▶ Records to process:
PR #412, opened 2022-10-11
Feature/migrate dao module to reactor

softqwewasd:


dao/src/test/java/se/fortnox/reactivewizard/db/ParameterizedQueryTest.java
```diff
@@ -23,7 +30,7 @@ public class ParameterizedQueryTest {
 
     @Test
     public void shouldResolveParametersFromQuery() throws SQLException {
-        dao.namedParameters("myid", "myname").toBlocking().singleOrDefault(null);
+        dao.namedParameters("myid", "myname").blockFirst();
```
flowertwig, line 33: blockLast for all Flux methods?

dao/src/test/java/se/fortnox/reactivewizard/db/ParameterizedQueryTest.java
```diff
@@ -60,7 +67,7 @@ public void shouldResolveParametersWithoutAnnotationFromQuery() throws SQLExcept
     @Test
     public void shouldThrowExceptionIfUnnamedParamsUsedInQuery() {
         try {
-            dao.unnamedParameters("myid", "myname").toBlocking().singleOrDefault(null);
+            dao.unnamedParameters("myid", "myname").blockFirst();
```
flowertwig, line 70: We could use StepVerifier to assert exceptions.

dao/src/test/java/se/fortnox/reactivewizard/db/DbProxyTest.java
```diff
@@ -45,12 +49,73 @@ public class DbProxyTest {
...
+    }
+
+    @Test
+    public void shouldSignalCompleteWhenQueryReturnsNoResultOnMonoReturnType() {
+        StepVerifier.create(dbProxyTestDao.selectMultipleWithMono()).verifyComplete();
+    }
+
+    @Test
+    public void shouldSignalErrorWhenDaoMethodDoesNotReturnAPublisher() {
+        try {
```
flowertwig, line 87: use
`assertThatException()
            .describedAs("Expected RuntimeException with the message...")
            .isThrownBy(() -> )
            .withMessage(bla)`

dao/src/test/java/se/fortnox/reactivewizard/db/DbProxyTest.java
```diff
@@ -45,12 +49,73 @@ public class DbProxyTest {
...
+            loggingVerifier.verify(Level.ERROR, "DAO method " +
+                "se.fortnox.reactivewizard.db.DbProxyTestDao::selectObservable " +
+                "must return a Flux or Mono. Found rx.Observable");
+        }
+    }
+
+    @Test
+    public void shouldSignalNextAndCompleteWhenSuccessfullyClosedConnectionOnMonoReturnType() throws SQLException {
+        mockDb.addRowColumn(1, 1, "sql_val", String.class, "myname");
+        StepVerifier.create(dbProxyTestDao.select("myname")).expectNextCount(1).verifyComplete();
```
flowertwig, line 106: Matter of taste perhaps, but I think readability improves with newlines for expect... and verify...

dao/src/test/java/se/fortnox/reactivewizard/db/DbProxyTest.java
```diff
@@ -410,57 +478,48 @@ public void testAllPathsOfTryWithResourceUsingCount() throws SQLException {
...
     }
 
     private void insertAndAssertError(Flux<?> insert, String message) {
         assertThatExceptionOfType(Exception.class)
                 .isThrownBy(insert::blockLast)
                 .satisfies(exception -> {
                     Throwable selfOrCause = Optional.ofNullable(exception.getCause()).orElse(exception);
-                    assertThat(selfOrCause.getMessage()).contains(message);
+                    if (Objects.nonNull(message)) {
+                        assertThat(selfOrCause.getMessage()).contains(message);
```
flowertwig, line 499: assertj goodness: hasMessageContaining :D 
Why do we want to send null message btw?

dao/src/test/java/se/fortnox/reactivewizard/db/DbProxyTest.java
```diff
@@ -410,57 +478,48 @@ public void testAllPathsOfTryWithResourceUsingCount() throws SQLException {
...
         assertThatNoException()
-                .isThrownBy(() -> dbProxyTestDao.updateAllowingZeroAffectedRows("mykey", "myval").toBlocking().singleOrDefault(null));
+                .isThrownBy(() -> dbProxyTestDao.updateAllowingZeroAffectedRows("mykey", "myval").block());
     }
 
     @Test
     public void shouldAllowVoidReturnType() throws SQLException {
         mockDb.setUpdatedRows(1);
-        assertThat(dbProxyTestDao.insertVoidReturnType().isEmpty().toBlocking().single()).isTrue();
+        assertThat(dbProxyTestDao.insertVoidReturnType().hasElement().block()).isFalse();
```
flowertwig, line 514: Isn't this a test of the Void type? Is it possible for a Mono<Void> to have an element?

dao/src/test/java/se/fortnox/reactivewizard/db/DbProxyTest.java
```diff
@@ -410,57 +478,48 @@ public void testAllPathsOfTryWithResourceUsingCount() throws SQLException {
...
         verify(mockDb.getPreparedStatement()).executeUpdate();
     }
 
     @Test
     public void shouldFailIfMinimumAffectedRowsNotReachedForVoidReturnType() throws SQLException {
         mockDb.setUpdatedRows(0);
         try {
-            dbProxyTestDao.insertVoidReturnType().isEmpty().toBlocking().single();
+            dbProxyTestDao.insertVoidReturnType().block();
```
flowertwig, line 522: we should use assertj here

dao/src/test/java/se/fortnox/reactivewizard/db/DbProxyTest.java
```diff
@@ -470,25 +529,29 @@ public void shouldFailIfMinimumAffectedRowsNotReachedForVoidReturnType() throws
...
-
-        testSubscriber.requestMore(1);
-        Thread.sleep(100);
-        testSubscriber.assertValueCount(1);
-        testSubscriber.assertNoTerminalEvent();
 
-        verify(mockDb.getConnection()).close();
-        verify(mockDb.getPreparedStatement()).close();
-        verify(mockDb.getResultSet()).close();
+        StepVerifier.create(dbProxyTestDao.selectFlux("mykey"))
```
flowertwig, line 536: Nice!

dao/src/test/java/se/fortnox/reactivewizard/db/DbProxyTest.java
```diff
@@ -470,25 +529,29 @@ public void shouldFailIfMinimumAffectedRowsNotReachedForVoidReturnType() throws
...
-        testSubscriber.requestMore(2);
-        Thread.sleep(100);
-        testSubscriber.assertValueCount(2);
-        testSubscriber.assertCompleted();
+    private void assertMockDbClosed() {
+        try {
+            verify(mockDb.getConnection()).close();
+            verify(mockDb.getPreparedStatement()).close();
+            verify(mockDb.getResultSet()).close();
+        } catch (SQLException e) {
```
flowertwig, line 552: When does this happen?

dao/src/test/java/se/fortnox/reactivewizard/db/DbProxyTest.java
softqwewasd: There are some tests that want to skip the exception message assertion, and they do so by setting it to null, see [https://github.com/FortnoxAB/reactive-wizard/blob/master/dao/src/test/java/se/fortnox/reactivewizard/db/DbProxyTest.java#L430](DbProxyTest:430). Not sure why though.

dao/src/test/java/se/fortnox/reactivewizard/db/DbProxyTest.java
softqwewasd: This happens in _shouldSupportBackpressure_ test. I just moved the code to another method. Other than this test, I check that the connection closes in some of the new tests added in this PR.

dao/src/test/java/se/fortnox/reactivewizard/db/ParameterizedQueryTest.java
softqwewasd: The method seems to just throw the exception instead of error signaling. We can use Assertj though.

dao/src/test/java/se/fortnox/reactivewizard/db/DaoTest.java
```diff
@@ -1,64 +1,49 @@
...
 
         db.verifyConnectionsUsed(2);
         verify(db.getConnection(), times(2)).setAutoCommit(true);
         verify(db.getConnection(), never()).commit();
-        verify(db.getConnection(), times(1)).prepareStatement("select * from test");
-        verify(db.getConnection(), times(1)).prepareStatement("update foo set other_key=val");
-        verify(db.getConnection(), times(2)).close();
+        verify(db.getConnection()).prepareStatement("select * from test");
+        verify(db.getConnection()).prepareStatement("update foo set other_key=val");
+        verify(db.getConnection()).close();
```
flowertwig, line 45: What caused the change from 2 to 1 close?

pontusjo (approved):

dao/src/main/java/se/fortnox/reactivewizard/db/ReactiveStatementFactory.java
```diff
@@ -53,29 +56,34 @@ private static void closeSilently(Connection connection) {
...
+
+    /**
+     * Create Flux statement
+     *
+     * @param args                the arguments
+     * @param connectionScheduler the scheduler
+     * @param methodReturnType    the return type of the dao method
+     * @return the Flux statement
+     */
+    public <T extends Publisher<?>> Object create(Object[] args, ConnectionScheduler connectionScheduler, Class<T> methodReturnType) {
```
JonasHallFnx, line 84: The methodReturnType is already considered when `resultConverter` is created at startup. Can the new logic be added at startup as well? Java refelection is not very performant so it is nice to avoid reflection in runtime, like below.

dao/src/main/java/se/fortnox/reactivewizard/db/ReactiveStatementFactory.java
```diff
@@ -85,6 +93,19 @@ public Object create(Object[] args, ConnectionScheduler connectionScheduler) {
             });
         }
 
+        // On the possibility that FluxSink signals next and then an
```
JonasHallFnx, line 96: If there was an insert, and the database returned `1` rows affected, but the connection could not be closed after that due to network error or similar, then the new behaviour would be to return an error? Wouldn't that be wrong? The caller would assume that an error means that the insert was not successful?

I may have misunderstood this. Cannot find any new test that asserts there was an error either.

dao/src/main/java/se/fortnox/reactivewizard/db/DbProxy.java
```diff
@@ -123,7 +129,24 @@ public Object invoke(Object proxy, Method method, Object[] args) throws Throwabl
                     converterFromFlux(method.getReturnType()));
             statementFactories.put(method, reactiveStatementFactory);
         }
-        return reactiveStatementFactory.create(args, connectionScheduler);
+
+        if (isFluxOrMono(method.getReturnType())) {
```
JonasHallFnx, line 133: Avoid reflection at runtime, this check can be done inside the block above, which will only happen once per method.

dao/src/main/java/se/fortnox/reactivewizard/db/ReactiveStatementFactory.java
JonasHallFnx: I suggest to never return an error for connection problems that happens after all data has been returned. Connections are pooled, so you could argue that the closing of the connection has nothing to do with the query.

Was there any new scenario that caused you to change the behaviour here?

dao/src/main/java/se/fortnox/reactivewizard/db/DbProxy.java
```diff
@@ -113,19 +119,38 @@ public Object invoke(Object proxy, Method method, Object[] args) throws Throwabl
                 // Need to get the actual interface method in order to get updated annotations
                 method = ReflectionUtil.getRedefinedMethod(method);
             }
+
+            if (!isFluxOrMono(method.getReturnType())) {
+                LOG.error("DAO method {}::{} must return a Flux or Mono. Found {}",
```
noxreview, line 124: I think the exception is enough since that will be logged as error also.

dao/src/main/java/se/fortnox/reactivewizard/db/DbProxy.java
```diff
@@ -113,19 +119,38 @@ public Object invoke(Object proxy, Method method, Object[] args) throws Throwabl
...
-                    converterFromFlux(method.getReturnType()));
+                    converterFromFlux(method.getReturnType()),
+                    method.getReturnType());
             statementFactories.put(method, reactiveStatementFactory);
         }
+
         return reactiveStatementFactory.create(args, connectionScheduler);
     }
 
+    private boolean isFluxOrMono(Class<?> type) {
```
noxreview, line 150: This can be static.

dao/src/main/java/se/fortnox/reactivewizard/db/MonoFluxSink.java
```diff
@@ -0,0 +1,92 @@
...
+import reactor.core.publisher.FluxSink;
+import reactor.util.context.Context;
+import reactor.util.context.ContextView;
+
+import java.util.concurrent.atomic.AtomicLong;
+import java.util.function.LongConsumer;
+
+import static java.util.Objects.nonNull;
+
+public class MonoFluxSink<T> implements FluxSink<T> {
```
flowertwig, line 13: Javadoc

dao/src/main/java/se/fortnox/reactivewizard/db/MonoFluxSink.java
```diff
@@ -0,0 +1,92 @@
...
+        this.isMono = isMono;
+        this.numNextSignals = new AtomicLong(1);
+    }
+
+    @Override
+    public FluxSink<T> next(T t) {
+        if (isMono) {
+            long numSignals = numNextSignals.getAndIncrement();
+            if (numSignals > 1) {
+                actual.error(new RuntimeException("Attempting to signal next multiple times on a Mono"));
```
flowertwig, line 31: Maybe this message is a bit too low-level. We could add a short sentence about the most likely cause.

dao/src/main/java/se/fortnox/reactivewizard/db/ReactiveStatementFactory.java
```diff
@@ -31,20 +34,28 @@ public class ReactiveStatementFactory {
     private final PublisherMetrics publisherMetrics;
 
     private final DatabaseConfig config;
+    private boolean isReturnTypeMono = false;
```
JonasHallFnx, line 37: all final

dao/src/main/java/se/fortnox/reactivewizard/db/DbProxy.java
```diff
@@ -113,19 +117,37 @@ public Object invoke(Object proxy, Method method, Object[] args) throws Throwabl
...
         return reactiveStatementFactory.create(args, connectionScheduler);
     }
 
+    private static Function<Flux, Object> converterFromFlux(Method method) {
+        Class<?> returnType = method.getReturnType();
+
+        if (Flux.class.isAssignableFrom(returnType)) {
+            return flux -> flux;
+        } else if (Mono.class.isAssignableFrom(returnType)) {
+            return Mono::from;
```
JonasHallFnx, line 142: Replace with `Flux::.singleOrEmpty` and drop class `DaoFluxSink`?

dao/src/main/java/se/fortnox/reactivewizard/db/ReactiveStatementFactory.java
JonasHallFnx: These fields can be dropped if DaoFluxSink is dropped

softqwewasd:
- [ ] squash commits if all good

dao/src/main/java/se/fortnox/reactivewizard/db/DbProxy.java
softqwewasd: We lose other important behavior, such as not sending the error if element has been emitted. I've tried to find a one-liner solution but I could not find such solution. Using MonoSink would work but we would be moving code from the custom sink into the MonoSink.

JonasHallFnx (approved):

dao/src/main/java/se/fortnox/reactivewizard/db/ReactiveStatementFactory.java
```diff
@@ -53,29 +67,34 @@ private static void closeSilently(Connection connection) {
         }
     }
 
+    private Flux<Object> getResult(StatementContext statementContext) {
+        return Flux.create(fluxSink -> {
+            var monoFluxSink = new DaoFluxSink<>(fluxSink, isReturnTypeMono, methodName);
```
flowertwig, line 72: variable name should be changed to reflect class name.

flowertwig (approved):

pontusjo (approved):

flowertwig (approved):

mw223bc (approved):

PR #419, opened 2022-10-20
Migrated the test module from RxJava to Reactor

softqwewasd:


softqwewasd:
> I'm thinking that maybe there is not much value in creating reactor versions of ObservableAssert etc. StepVerifier should be sufficient and it also more accurately reflects how Publishers work.

I agree, is there any use of WaitingTestUtil when there is Awaitility? I'm thinking that we can just delete the entire module.

softqwewasd:
> I'm thinking that maybe there is not much value in creating reactor versions of ObservableAssert etc. StepVerifier should be sufficient and it also more accurately reflects how Publishers work.

I agree, do we even need WaitingTestUtils when there is Awaitility?

flowertwig (approved):

PR #425, opened 2022-11-01
Timeout of http client is now configurable

softqwewasd:


client/src/main/java/se/fortnox/reactivewizard/client/HttpClient.java
```diff
@@ -119,6 +119,7 @@ public HttpClient(HttpClientConfig config,
         collector            = new ByteBufCollector(config.getMaxResponseSize());
         this.preRequestHooks = preRequestHooks;
         this.retryDuration   = Duration.ofMillis(config.getRetryDelayMs());
+        this.timeout         = config.getReadTimeoutMs();
```
flowertwig, line 122: This will be a change of functionality since readTimeoutMs is now used for this as well. We need to check that it doesn't lead to unexpected behaviour for existing configurations.

client/src/test/java/se/fortnox/reactivewizard/client/HttpClientTest.java
```diff
@@ -1442,7 +1442,7 @@ public void shouldNotRetryFailedPostCallsWithStrangeExceptions() {
         DisposableServer server    = startServer(INTERNAL_SERVER_ERROR, "\"NOT OK\"", r -> callCount.incrementAndGet());
         try {
             HttpClientConfig config = new HttpClientConfig("localhost:" + server.port());
-            config.setReadTimeoutMs(100);
+            config.setReadTimeoutMs(500);
```
flowertwig, line 1445: Why change this? There are no changes to assertions or similar.

flowertwig (changes requested):

client/src/main/java/se/fortnox/reactivewizard/client/HttpClient.java
softqwewasd: I thought that the `readTimeoutMs` is the same as `HttpClient::timeout` since we are checking for a `ReadTimeoutException` in [HttpClient::convertError](https://github.com/FortnoxAB/reactive-wizard/blob/c6a2b1026d833b322f237e4ba6fd4f2a21300b5c/client/src/main/java/se/fortnox/reactivewizard/client/HttpClient.java#L287) and sending an error with the HttpClient::timeout when it should be `readTimeoutMs`. In other words, the message in the `WebException` when a `ReadTimeoutException` is thrown would not be correct when `readTimeoutMs` is changed to some other value than 10k ms. Either `readTimeoutMs` is the same as `HttpClient::timeout` or the handling of `ReadTimeoutException` and `TimeoutException` is wrong.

▶ Prompt: Show each line of the material above where "Objects" occurs.

▶ Written response:
+                    if (Objects.nonNull(message)) {
+import static java.util.Objects.nonNull;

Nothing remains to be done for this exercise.